The Times Cinema: A Vintage Movie House
Larry Widen, co-owner of
the Times Cinema and co-author of Silver
Screens: A Pictorial History of Milwaukee’s Movie Theaters, thinks the
building the Times occupies was constructed in the latter part of the 1920s as
an automotive garage, and was later used as a Pontiac dealership. While Milwaukee audiences have been going to motion
pictures since 1896, it wasn’t until 1930 that movie theaters really hit their
peak, with 89 area theaters showing films. Widen believes it was the Schwartz
family that saw the investment opportunity in projecting movies and opened the
Times Theater on June 12, 1935.
According to Milwaukee Movie Palaces, also by Widen,
an average Milwaukee
theater changed its entire program three times a week. “Without television to
fill in the hours at home, it was not uncommon for people to go to the theater
each time there was a program change,” he writes. At these neighborhood
theaters, or “nabes” as they were sometimes called, people got to know everyone
in the neighborhood because they all went to the movies so often.
In 1940 Ben Marcus, the
most successful independent theater operator in Wisconsin
history, acquired the Times and Tosa theaters with a business partner named
Swirnoff under the name S&M Theaters.
The Times became Milwaukee's first and
only Trans-Lux theater, where films were projected from behind the screen. When
CinemaScope—an anamorphic lens series invented by Frenchman Henri Chrétien in
the late-’20s and secured by 20th Century Fox in 1953—was introduced to the
industry, the projection booth was moved to the back of the house.
The advent and
availability of the television was the main reason for the sudden decline in
theater attendance and the subsequent demise of many movie theaters during the
1950s. New suburban movie theaters with multiple screens located near or in
shopping centers provided more competition than most single-screen theaters
could handle.
The Marcus Corp.
operated the Times while the company continued to expand its reach with
18-screen multiplexes that boast 72-foot-wide screens and comfy stadium
seating. In the early-’90s Vliet
Street entrepreneur Sandy Folaron bought the
theater from the Marcus Corp. and restored the 9,000-square-foot Streamline
Moderne-style building. Folaron leased the theater to independent operators
until selling the property to Jay Hollis, owner of the Rosebud Cinema, in 2005.
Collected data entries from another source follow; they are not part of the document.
PR #3016, opened 2026-03-24
Add new content type to shareWebContent SDK schema

snandy-msft:
## Description

This PR extends the `sharing.shareWebContent` API to support sharing **File** content (e.g. SharePoint/OneDrive document URLs) in addition to the existing URL content type. Previously, `shareWebContent` only accepted `IURLContent` items. With this change, callers can now pass `IFileContent` items to share a file URL directly into a Teams conversation.

No breaking changes — existing URL sharing behavior is unchanged. The new `IFileContent` interface mirrors the shape of `IURLContent` (`url`, `message?`, `preview?`) with `type: 'File'` as the discriminator.

### Main changes in the PR:

1. **`sharing.ts`** — Added `IFileContent` interface, extended `ContentType` union to `'URL' | 'File'`, extended `IShareRequestContentType` to `IURLContent | IFileContent`, and added File branch in `validateContentForSupportedTypes`.
2. **`SharingAPIs.tsx`** — Updated the Share Web Content test app component to accept and validate both URL and File content types.
3. **`sharing.json`** (e2e-test-data) — Added E2E test case for File type sharing.
4. **`sharing.spec.ts`** — Added unit tests for File content success, File missing URL error, and URL+File mixed-type error scenarios.

### Validation performed:

1. Ran full unit test suite (`pnpm test`) — all 9200 tests pass across 85 test suites.
2. Verified build succeeds with no errors (`pnpm build` in `packages/teams-js`).
3. Verified input validation rejects File content missing `url`, mixed URL+File content, and unsupported types.

### Unit Tests added:

Yes — added for both v1 (callback) and v2 (Promise) API variants:
- File content success (v1 + v2)
- File content missing `url` error (v1 + v2)
- Mixed URL + File content type error (v1 + v2)

### End-to-end tests added:

Yes — added a File type test case to `apps/teams-test-app/e2e-test-data/sharing.json`.

### Change file added:

Yes — `change/@microsoft-teams-js-b9b5c932-d1ba-40cb-9fee-326eb2ea24d0.json` (type: `minor`).

### DIFF
--- a/apps/teams-test-app/src/components/SharingAPIs.tsx
+++ b/apps/teams-test-app/src/components/SharingAPIs.tsx
@@ -20,17 +20,13 @@ const ShareWebContent = (): React.ReactElement =>
         if (!input.content || input.content.length === 0) {
           throw new Error('content is required');
         }
+        const supportedTypes: string[] = ['URL', 'FILE'];
         for (const contentItem of input.content) {
-          if (contentItem.type === 'URL') {
-            if (!(contentItem as sharing.IURLContent).url) {
-              throw new Error('Each URL content item must have a url property set.');
-            }
-          } else if (contentItem.type === 'FILE') {
-            if (!(contentItem as sharing.IFileContent).url) {
-              throw new Error('Each File content item must have a url property set.');
-            }
-          } else {
-            throw new Error('Unsupported content type');
+          if (!supportedTypes.includes(contentItem.type)) {
+            throw new Error(`Unsupported content type: ${contentItem.type}`);
+          }
+          if (!contentItem.url) {
+            throw new Error(`Each ${contentItem.type} content item must have a url property set.`);
           }
         }
       },
--- a/packages/teams-js/src/public/sharing/sharing.ts
+++ b/packages/teams-js/src/public/sharing/sharing.ts
@@ -189,31 +189,22 @@ function validateTypeConsistency(shareRequest: IShareRequest<IShareRequestConten
   }
 }
 
-function validateContentForSupportedTypes(shareRequest: IShareRequest<IShareRequestContentType>): void {
-  let err: SdkError | undefined;
-  if (shareRequest.content[0].type === 'URL') {
-    if (shareRequest.content.some((item) => !item.url)) {
-      err = {
-        errorCode: ErrorCode.INVALID_ARGUMENTS,
-        message: 'URLs are required for URL content types',
-      };
-      throw err;
+function validateContentItem(item: IShareRequestContentType): void {
+  if (item.type === 'URL') {
+    if (!item.url) {
+      throw { errorCode: ErrorCode.INVALID_ARGUMENTS, message: 'URLs are required for URL content types' };
     }
-  } else if (shareRequest.content[0].type === 'FILE') {
-    if (shareRequest.content.some((item) => !item.url)) {
-      err = {
-        errorCode: ErrorCode.INVALID_ARGUMENTS,
-        message: 'File URLs are required for File content types',
-      };
-      throw err;
+  } else if (item.type === 'FILE') {
+    if (!item.url) {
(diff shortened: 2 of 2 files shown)


apps/teams-test-app/src/components/SharingAPIs.tsx
```diff
@@ -21,11 +21,16 @@ const ShareWebContent = (): React.ReactElement =>
...
+          if (contentItem.type === 'URL') {
+            if (!(contentItem as sharing.IURLContent).url) {
+              throw new Error('Each URL content item must have a url property set.');
+            }
+          } else if (contentItem.type === 'FILE') {
+            if (!(contentItem as sharing.IFileContent).url) {
+              throw new Error('Each File content item must have a url property set.');
+            }
+          } else {
+            throw new Error('Unsupported content type');
```
vhuseinova-msft: This could be simplified:
```suggestion
for (const contentItem of input.content) {
   if (contentItem.type !== 'URL' && contentItem.type !== 'FILE') {
     throw new Error(`Unsupported content type: ${contentItem.type}`);
   }
 
   if (!contentItem.url) {
     throw new Error(`Each ${contentItem.type} content item must have a url property set.`);
   }
 }
```

packages/teams-js/src/public/sharing/sharing.ts
```diff
@@ -178,6 +199,14 @@ function validateContentForSupportedTypes(shareRequest: IShareRequest<IShareRequ
       };
       throw err;
     }
+  } else if (shareRequest.content[0].type === 'FILE') {
+    if (shareRequest.content.some((item) => !item.url)) {
```
vhuseinova-msft: This change looks like a duplication of lines 195–200, let’s move it out into a function.

packages/teams-js/src/public/sharing/sharing.ts
```diff
@@ -178,6 +199,14 @@ function validateContentForSupportedTypes(shareRequest: IShareRequest<IShareRequ
       };
       throw err;
     }
+  } else if (shareRequest.content[0].type === 'FILE') {
```
juanscr: Why are we only checking the first item of the array? Shouldn't this parse all types in the content array or am I missing something?

packages/teams-js/src/public/sharing/sharing.ts
```diff
@@ -178,6 +199,14 @@ function validateContentForSupportedTypes(shareRequest: IShareRequest<IShareRequ
...
+    if (shareRequest.content.some((item) => !item.url)) {
+      err = {
+        errorCode: ErrorCode.INVALID_ARGUMENTS,
+        message: 'File URLs are required for File content types',
+      };
+      throw err;
+    }
```
juanscr: I would tidy up this a lot. Jus thave one function to check an item of the content array, which cheks valid type and URL presence. In this function we just call that function for all items and that's it.

apps/teams-test-app/src/components/SharingAPIs.tsx
snandy-msft: Fixed. Please re-review.

packages/teams-js/src/public/sharing/sharing.ts
snandy-msft: Fixed.

packages/teams-js/src/public/sharing/sharing.ts
snandy-msft: The original code checked `content[0].type` to branch, then `used .some()` to validate URLs across all items, but the type check itself only looked at the first element, so mixed-type arrays (e.g., ['URL', 'FILE', 'INVALID']) would silently skip validation for later items. Fixed by extracting validateContentItem which checks both type and URL presence per item, then calling it for every item via forEach.

packages/teams-js/src/public/sharing/sharing.ts
snandy-msft: Fixed.

PR #3095, opened 2026-07-24
[CI] Pipeline security isolation CFS issues

jimchou-dev:

## Description

- Address ICM 839806238 security isolation for the following pipelines flagged with violations
  - OfficeDev/microsoft-teams-library-js/azure-pipelines.yml
  - OfficeDev/microsoft-teams-library-js/azure-pipelines.yml
  - OfficeDev/microsoft-teams-library-js/tools/releases/build-release.yml

### Main changes in the PR:

1. Configure and authenticate the CFS-backed npm registry before installing pnpm or restoring workspace dependencies across Windows, macOS, Android, iOS, and app-hosting jobs.
2. Generate pipeline-only NuGet configuration and explicitly restore the Blazor test app from the authenticated CFS feed.
3. Remove the Blazor Fluent UI dependency and externally hosted web-component script, replacing the Fluent loading indicator with the app's local spinner.
4. Disable Next.js telemetry and optional Cypress binary downloads during CI builds and tests.
5. Run the SSR test app in production mode when a production build exists, preventing Next.js development-mode version checks against npmjs.org.
6. Install `mkcert` through the agent package manager and invoke Playwright through pnpm instead of downloading or resolving tools directly from public endpoints.
7. Replace test-only `contoso.com` URLs with approved Microsoft-owned domains so existing unit and E2E scenarios remain compatible with network isolation.
8. Enable deterministic size-limit timing during isolated CI builds.

### Validation performed:

1. <Step 1>
2. <Step 2>

### Unit Tests added:

No

### End-to-end tests added:

No

### Change file added:

No

### Next/remaining steps:

- [ ] TODO for look into how to report test result without calling `brew install xctesthtmlreport`

### Screenshots:

image


aeunms (dismissed):

palatter (commented):
Reviewed the full diff plus the branch source. The approach is right — routing restore through the internal feed, killing telemetry callouts, and dropping the 3P CDN dependencies is the correct shape for this. A few things I think need another look before this goes in.

## Blockers

### 1. `.spinner` has no CSS definition — the loading indicator is now invisible

`Components/Loading.razor:15` and `Components/Welcome.razor:11` swap `<FluentProgressRing/>` for `<div class="spinner"></div>`, but I can't find a rule that defines it anywhere on this branch:

- `grep -rn spinner apps/blazor-test-app/` returns only the two usages, no definition
- `wwwroot/css/site.css` has no `.spinner`
- there's no `Loading.razor.css`, and `Welcome.razor.css` doesn't define it
- I pulled the externally-referenced `fabric.min.css` (v11.0.0, ~339 KB) that `_Host.cshtml` loads and it has zero matches for `.spinner{` and no `ms-Spinner` rules at all — it's the core-only bundle, no component CSS

So both loading states should now render a zero-size empty div. Unless I'm missing an import, the spinner is gone rather than restyled. Probably wants an actual keyframe rule in `site.css` or a scoped `Loading.razor.css`.

### 2. `server.js` silently switches local dev into production mode

```js
const hasProductionBuild = fs.existsSync(path.join(__dirname, '.next', 'BUILD_ID'));
const dev = process.env.NODE_ENV !== 'production' && !hasProductionBuild;
```

`dev:https` is `node server.js`, so any developer who has ever run `pnpm build` loses HMR from that point on — no log line, no opt-out — and can be served a stale `.next` build while editing source. That's a rough one to debug when it bites.

Could we gate on something explicit instead, e.g. `process.env.CI` or a named `NEXT_USE_PROD_BUILD=1` set in the pipeline, and log which mode was picked?

## Isolation gaps — I don't think these are fully closed yet

### 3. The Playwright browser binary still comes from a public CDN

`npx playwright install` → `pnpm exec playwright install` only changes how the *CLI* is resolved. The chromium binary itself still downloads from `cdn.playwright.dev` / `playwright.azureedge.net`. I grepped and there's no `PLAYWRIGHT_DOWNLOAD_HOST` set anywhere in the repo. The header comment was updated to match the new command, which makes this read as handled when I don't think it is.

### 4. `apt-get` still reaches the public Ubuntu archive

`sudo apt-get update && sudo apt-get install -y libnss3-tools mkcert` runs on `Azure-Pipelines-1ESPT-ExDShared` / `ubuntu-latest`. Unless that pool has an internal apt mirror configured, this swaps `dl.filippo.io` for `archive.ubuntu.com` — still a public endpoint. Worth confirming whether apt is in scope for this policy. Functionally it should work, `mkcert` is in Ubuntu universe.

### 5. `ios-test.yml` looks orphaned

`grep -rn "ios-test.yml"` across the repo returns nothing — no pipeline appears to reference it. If that's right, the `brew install xctesthtmlreport` TODO is sitting in dead code and the iOS changes here are inert. Worth either wiring it up or noting that explicitly.

For what it's worth, `tools/releases/build-release.yml` **is** covered transitively via `build-test-publish.yml@self`, so that part of the description checks out.

## Maintainability

**6. The same config is duplicated 4–6 times.** The nuget.config XML block is repeated verbatim across `android-test.yml`, `ios-test.yml`, `build-app-host.yml`, and `build-test-publish.yml`, and the registry URL is hardcoded in six places. Could we extract a `tools/yaml-templates/configure-cfs-feeds.yml` step template plus a pipeline variable for the feed URL? Right now moving the feed is a six-file change.

**7. Three different mechanisms edit the same `.npmrc`.** android/ios use a bare `echo >>`, app-hosting uses `sed -i '/^registry=/d'` + `printf`, build-test-publish uses PowerShell `Add-Content`. The bare append only works today because the root `.npmrc` happens to end in a newline — I checked, it does. Drop that trailing newline in some future edit and you silently get `strict-peer-dependencies=trueregistry=...`. Worth standardizing on one.

**8. `pnpm-lock.yaml` is pure churn** — the only change is removing the trailing newline. Probably worth reverting.

**9. `--frozen-lockfile` is added in exactly one place** (client-sdk install in `build-app-host.yml`). Should that be consistent across the other `pnpm install` calls, or dropped?

## Smaller things

- The unit-test `contoso.com` → `microsoft.com` changes in the three spec files are jest tests against mocked windows, so no network is involved — is this needed for a static string scan? Asking because `contoso.sharepoint.com` still survives in `apps/teams-test-app/e2e-test-data/sharing.json`, so the rule isn't applied uniformly either way.
- `e2e-test-data/app.json` sets `expectedWindowOpenTarget` to `https://microsoft.com/l/entity/...`. If that E2E genuinely calls `window.open`, this trades one real outbound request for another — a non-resolving or localhost target might be safer.
- `_Host.cshtml:15` still pulls `https://static2.sharepointonline.com/.../fabric.min.css`. Microsoft-owned so likely allowlisted, but the unpkg script was removed for a similar reason — worth confirming the SPO CDN is explicitly fine.
- `SIZE_LIMIT_FAKE_TIME=1` degrades the size-limit timing signal. Is the size gate still meaningful with it on, and is it only needed because the timing measurement pulls a Chrome binary?
- Replacing `<FluentDesignSystemProvider AccentBaseColor="#6264A7">` with a bare `<div>` leaves a no-op DOM node and quietly drops the Teams theming. Fine for a test app, just flagging it's a behavior change and not purely mechanical.
- `always-auth=true` is legacy and ignored by npm 9+; `npmAuthenticate@0` writes the scoped token that actually matters. Harmless, just noise.
- After `npmAuthenticate@0` the sources-dir `.npmrc` holds a registry credential — could someone confirm no step publishes `$(Build.SourcesDirectory)` as a pipeline artifact? The `$(Pipeline.Workspace)/.pnpm-store` cache looks fine.

## Summary

Items 1 and 2 look like genuine regressions that are independent of the isolation work, so I'd want those sorted first. Items 3–5 are the ones that decide whether this actually clears the underlying compliance ask rather than just moving the endpoints around. The rest is cleanup that'll pay for itself the first time the feed URL moves.

One process note: the incident ID referenced in the description may not be the one currently tracking this work — worth double-checking before this gets linked for closure.

Happy to be wrong on any of these, particularly #3 and #4 if the pool config already handles them.

jimchou-dev:
> Reviewed the full diff plus the branch source. The approach is right — routing restore through the internal feed, killing telemetry callouts, and dropping the 3P CDN dependencies is the correct shape for this. A few things I think need another look before this goes in.

Fixed

• #1 Spinner — added a  .spinner  rule +  @keyframes  in  site.css  (Teams accent  #6264A7 ). Loading indicator renders again.
• #2 server.js — replaced the implicit dev/prod switch with an explicit gate: honors  NODE_ENV=production / NEXT_USE_PROD_BUILD=1  and  NEXT_FORCE_DEV=1 , falls back to on-disk  .next/BUILD_ID  detection, and logs the chosen mode. This is also the actual root cause of the 25 violations — Next.js dev server fetches  registry.npmjs.org/-/package/next/dist-tags , and the hub-sdk spawns the SSR app with a stripped env, so it defaulted to dev.
• #7 .npmrc — standardized all appends to start on a fresh line ( printf '\n…'  and PowerShell  "`n…" ), removing the trailing-newline dependency.
• #8 Lockfile — reverted;  pnpm-lock.yaml  is now 0-diff vs main.

Won't change

• #3 Playwright CDN —  PLAYWRIGHT_DOWNLOAD_HOST  was tried previously and breaks the pipeline, so leaving CLI resolution as-is. The binary download isn't being flagged.
• #4 apt/mkcert — mkcert is already present on the pool, so this isn't triggering a violation.
• #5 iOS — pipeline isn't flagging the  brew install  call; removed the speculative TODO. Left the file wired as-is.
• #6 Duplication — agreed it's real debt; tracking as a separate follow-up rather than widening this PR's blast radius.
• #9  --frozen-lockfile  — kept scoped to client-sdk; expanding it is unrelated behavior risk.

palatter (dismissed):

palatter (approved):

tools/yaml-templates/android-test.yml
```diff
@@ -43,20 +56,51 @@ steps:
...
 
   - task: CmdLine@2
     displayName: 'Build client sdk'
     inputs:
       script: |
         pnpm build-force-blazor
       workingDirectory: '$(ClientSdkProjectDirectory)'
+    env:
+      NEXT_TELEMETRY_DISABLED: '1'
+      SIZE_LIMIT_FAKE_TIME: '1'
```
jekloudaMSFT, line 94: What does "SIZE_LIMIT_FAKE_TIME" do?

jekloudaMSFT (approved):

tools/yaml-templates/android-test.yml
jimchou-dev: The  @size-limit/time  plugin measures not just bundle size but estimated JS execution time. To do that, it uses  estimo , which launches a headless Chrome (Puppeteer) to actually run the JS and profile it.

async function getTime(file, throttling = 1) {
  if (process.env.SIZE_LIMIT_FAKE_TIME) {
    return throttling * parseFloat(process.env.SIZE_LIMIT_FAKE_TIME)   // ← short-circuit
  }
  ...
  perf = await estimo(file)   // ← otherwise: run Puppeteer/Chrome
}

When  SIZE_LIMIT_FAKE_TIME  is set,  getTime()  returns a fake fixed number immediately and never calls  estimo  — so headless Chrome is never launched.

How that prevents the network call

Two network-triggering paths get skipped:

1. Chromium binary download. Puppeteer (via  estimo ) needs a Chrome binary. If it isn't cached locally, Puppeteer downloads it from  storage.googleapis.com  / the Chrome-for-Testing CDN — a public endpoint that trips CFSClean. Faking the time means Puppeteer is never invoked, so nothing downloads.
2. Calibration reference. The plugin also profiles a baseline file  https://unpkg.com/react@18.2.0/...  ( EXAMPLE ) to compute a device throttling factor. That  unpkg.com  fetch is also bypassed when the time is faked.

So  SIZE_LIMIT_FAKE_TIME=1  = "don't actually measure runtime, just plug in a constant," which removes the entire headless-Chrome path and its associated public-CDN traffic.

PR #3105, opened 2026-08-06
Scope the SSR failureSuccess POST counter to the app session

palatter:
The counter that decides whether this page calls notifyFailure or notifySuccess was a single module-level variable, so it was shared by every request the page ever served. Four tab definitions in the hub's app catalog point at this same page (plain, customInit, withMessage, and both), and the count reset on every second request, which made the behaviour parity-dependent: an even count yields notifyFailure, an odd one yields notifySuccess.

That only holds together while requests arrive in exact pairs. Any extra POST -- a Cypress retry, a host-initiated reload, a refresh -- flips the parity, and the next test then receives notifySuccess where it asserts notifyFailure. The following attempt flips it back and passes, which is what makes this present as flakiness rather than as a broken test.

Key the count by the app session id from the POST body instead. That is the correct scope: the host regenerates the session id when the app, entity or frame context changes, so a page load or tab switch starts a fresh count, while the notifyFailure -> reload -> notifySuccess cycle keeps the same one, which is precisely the sequence this counter exists to track.

Verified against the hub: orange-web derives the session id from a uuid per page load and regenerates it in an effect keyed on appName, entityId and frameContext, none of which change during the reload cycle.

The map is bounded, since this server outlives many test runs, and a missing or unreadable session id falls back to a shared key so a body-shape change degrades to the previous behaviour rather than breaking the page.

Covered by 14 assertions over the logic: the normal failure-then-success cycle, isolation between sessions, the interrupted-then-retried case that produced the flake, interleaved sessions, malformed and missing session ids, and the map bound.

## Description

### Main changes in the PR:

1. <Change 1>
2. <Change 2>

### Validation performed:

1. <Step 1>
2. <Step 2>

### Unit Tests added:

<Yes/No>

### End-to-end tests added:

<Yes/No>

### Change file added:

<Yes/No>

### Related PRs:

> Remove this section if n/a

### Next/remaining steps:

> Remove this section if n/a

- [ ] Item 1
- [ ] Item 2

### Screenshots:

> Remove this section if n/a

| Before     | After      |
| ---------- | ---------- |
| < image1 > | < image2 > |

### DIFF
--- a/apps/ssr-test-app/pages/failureSuccessTest.tsx
+++ b/apps/ssr-test-app/pages/failureSuccessTest.tsx
@@ -36,8 +36,8 @@ export interface FailureSuccessTestPageProps {
 // one, which is the sequence this counter exists to track.
 const postRequestCountBySession = new Map<string, number>();
 
-// This server outlives many test runs, so the map is bounded. Entries are only a
-// small integer each, and the oldest session is always the least interesting.
+// This server outlives many test runs, so the map is bounded, evicting the least
+// recently used session. Entries are one small integer each.
 const maxTrackedSessions = 100;
 
 // Used when the session id cannot be read. Falls back to the previous shared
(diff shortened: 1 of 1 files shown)


Leah-Xia-Microsoft (approved):

_Automated review._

On Jan. 3, 2007, Hollis sold the Times Cinema to Larry Widen and David Glazer,
and nine months later, the Rosebud too.
Now the Times Cinema is
not only a living relic of another era, but it also preserves pieces of
Milwaukee movie history, like a large golden scarab (circa 1927) in the lobby
from the old Egyptian Theater on Teutonia Avenue, as well as remnants of the
Princess and Venetian theaters.
All shows and seats at
the Times Cinema are $5, seven days a week, and concessions are reasonably
priced. Widen uses a state-of-the-art disc projection system to show first-run,
independent, family-friendly films and midnight movies, as well as programs
like Three Stooges and Looney Tunes festivals, and plans to offer an expansive
selection of Indian, Asian and Hispanic films in the near future.
Times Cinema: 5906 W. Vliet St./ Milwaukee/ 414-453-3128/ www.timescinema.com.